One good option is RunPod. It's a cloud platform for training and running AI models. You can easily spin up GPU pods and pick from a range of GPUs. RunPod also offers serverless ML inference with autoscaling and job queuing so you can run your models with minimal setup. The service comes with more than 50 preconfigured templates and a CLI tool for easy provisioning and deployment. It charges by the hour, starting at $0.39, with no egress or ingress fees.
Another good option is Modelbit, an ML engineering platform that lets you deploy your own and open-source ML models to autoscaling infrastructure. Modelbit comes with built-in MLOps tools and supports a wide range of ML models, including computer vision and language models. It charges for on-demand computing at $0.15/CPU minute and $0.65/GPU minute, so it's a good option if you want flexibility for your ML workloads.

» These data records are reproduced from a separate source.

PR #2170, opened 2024-05-13
docs: Update portal README with manual workflow instructions

kyeah:
## 🎫 Ticket

N/A

## 🛠 Changes

- Add scripts to generate GOLDEN_MACAROON as part of `make portal-console` and `make portal-sh`
- Update README with instructions on how to go through Org setup and AO invitation flow
- Reorganize README a bit to consolidate test instructions and such

## ℹ️ Context for reviewers

Wanted to go through the current workflow and had to trawl through the code a bit to figure out AO invitations as it is currently built. Added documentation while getting it to work.

## ✅ Acceptance Validation

Walked through the steps as written in order to get AO invitation working for myself.

## 🔒 Security Implications

### DIFF
--- a/dpc-portal/README.md
+++ b/dpc-portal/README.md
@@ -8,8 +8,8 @@ This is the Data Point of Care (DPC) Portal website. It allows users to manage a
 
 The DPC website can be run locally via docker. Follow the below steps to build and run the website into a Docker container.
 
--   Run `make portal` to build the docker image, and `make start-portal` to start dpc-portal in a docker container.
 -   The DPC API is required for much of the Portal's functionality. To run the DPC API, run `make start-api`.
+-   Run `make portal` to build the docker image, and `make start-portal` to start dpc-portal in a docker container.
 -   Run `make down-portals` to stop dpc-portal.
 
 The following commands can be useful for manual interaction:
@@ -52,6 +52,8 @@ One of the following fake SSNs are required on your Login.gov sandbox account in
 -   900888888
 -   666222222
 
+If you need to use another SSN, you can add it to the ao_ssns variable in the [fake enrollment roles endpoint](/dpc-portal/spec/support/fake_cpi_gateway.rb).
+
 Most generated NPIs will return a successful AO/organization verification when run against the [fake CPI API Gateway](/dpc-portal/spec/support/fake_cpi_gateway.rb). More specific scenarios are supported below:
 
 | Fake Organization NPI | Scenario                                       |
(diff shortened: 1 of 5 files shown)


dpc-portal/bin/console
```diff
@@ -0,0 +1,15 @@
+#!/usr/bin/env sh
```
jdettmannnava, line 1: I don't think this should be necessary, as this happens when the docker container is initialized, so these variables should already be set?

dpc-portal/README.md
```diff
@@ -1,54 +1,97 @@
...
+    ```
 
-## View Components
+## Manual Workflows
 
-We utilize the [ViewComponent](https://viewcomponent.org/) library to create custom components. These components are documented and viewable within [Lookbook](http://localhost:3100/portal/lookbook).
+To support manual workflows, the system offers rake commands that perform administrative commands for new accounts. These rake commands can be run within a portal shell (`make portal-sh`).
 
-Emails are not viewable in lookbook, but rather [here](http://localhost:3100/portal/rails/mailers/).
+-   `rails dpc:make_org` - Creates a new provider organization.
```
jdettmannnava, line 36: I actually don't know if this is useful any more.

dpc-portal/bin/console
kyeah: It's only run as part of the entrypoint script / as part of running the rails or sidekiq apps. When you run a separate interactive shell or rails console, it doesn't have the env var set there.

dpc-portal/README.md
kyeah: oops! correct — didn't look closely. the provider_organization record is created as part of invite_ao, maybe we can just remove make_org then.

dpc-portal/bin/console
jdettmannnava: Ah, since I always run against a web container, I was confused

jdettmannnava: `docker exec -it dpc-app-dpc_portal-1 rails c`
which is actually in my .zshrc

jdettmannnava: Same with shell

jdettmannnava: So in order to adjust three files to any changes in initialization, maybe recommend running against a web container?

kyeah: Hmm our commands are functionally the same (the docker-compose command in the Makefile just uses the container name defined in the docker-compose.portals.yml file.)

```
$ docker exec -it dpc-app-dpc_portal-1 rails c
irb(main):002> ENV['GOLDEN_MACAROON']
=> ""
```

I also confirmed by clicking through the UI that GOLDEN_MACAROON is set within the rails app and can interact with the DPC API.

Do you have GOLDEN_MACAROON set in your shell / zshrc? 🤔

dpc-portal/README.md
```diff
@@ -1,54 +1,88 @@
...
 
-# Running via Docker
+# Local Development
+
+## Running via Docker
 
 The DPC website can be run locally via docker. Follow the below steps to build and run the website into a Docker container.
 
 -   Run `make portal` to build the docker image, and `make start-portal` to start dpc-portal in a docker container.
+-   The DPC API is required for much of the Portal's functionality. To run the DPC API, run `make start-api`.
```
jdettmannnava, line 12: Doesn't this need to go first to make the golden macaroon?

dpc-portal/README.md
```diff
@@ -1,54 +1,88 @@
...
+    $ rails dpc:invite_ao INVITE=Bob,Hoskins,bob@example.com,7838426501
 
-Read more about the assets pipeline [here](/docs/portal/assets-pipeline.md).
+    Invitation created for Bob Hoskins for Organization 7838426501
+    http://localhost:3100/portal/organizations/2/invitations/4/accept
+    ```
+
+## Local AO Verification Scenarios
+
+One of the following fake SSNs are required on your Login.gov sandbox account in order to successfully pass AO-Organization verification:
```
jdettmannnava, line 48: Maybe add:
'If you need to use another ssn, you can add it to the [ao_ssns variable ](https://github.com/CMSgov/dpc-app/blob/65c5e7b4adab82ae75aa4005dbb6a4ebb199a86d/dpc-portal/spec/support/fake_cpi_gateway.rb#L76) in the enrollment roles endpoint'

dpc-portal/README.md
```diff
@@ -1,54 +1,88 @@
...
+You can check the status of any jobs by going to the [Sidekiq dashboard](http://localhost:3100/portal/sidekiq).
 
-Then run `make start-portal`. You can confirm that this worked by opening the Rails console and checking `ENV.fetch('GOLDEN_MACAROON')`.
+## Accessing the CPI API Gateway Locally
 
-You can check the status of any jobs by going to the Sidekiq dashboard at `http://localhost:3100/portal/sidekiq`
+By default, the local portal is connected to a mock CPI API Gateway server with preset responses. To connect with the VAL CPI API Gateway environment, you'll need to be running Zscaler. To connect the local portal container over Zscaler, you'll want to add the following directly before line 5 of the Dockerfile and rerun the build steps:
+
+`COPY Zscaler-Root-CA.pem /usr/local/share/ca-certificates/ZScaler-Root-CA.pem`
+
```
jdettmannnava, line 85: Maybe also add:
You will also need to set the following environment variables in docker-compose.portals.yml
CPI_API_GW_BASE_URL=https://val.cpiapi.cms.gov/
CMS_IDM_OAUTH_URL=https://impl.idp.idm.cms.gov/

jdettmannnava (approved):
LGTM!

If you want a platform that works on the cloud or on-premise, check out Anyscale. It offers workload scheduling, cloud flexibility, and smart instance management. Anyscale is based on the open-source Ray framework and supports a wide range of AI models, with reported cost savings of up to 50% on spot instances. It also offers native integration with popular IDEs and streamlined workflows for running and testing code at scale.
Last, GPUDeploy offers on-demand, pay-by-the-minute GPU instances optimized for machine learning and AI workloads. It offers a range of preconfigured instances, including combinations of different GPUs, memory and vCPUs. The service is good for developers and researchers who need to quickly get access to ML-capable hardware without much setup hassle.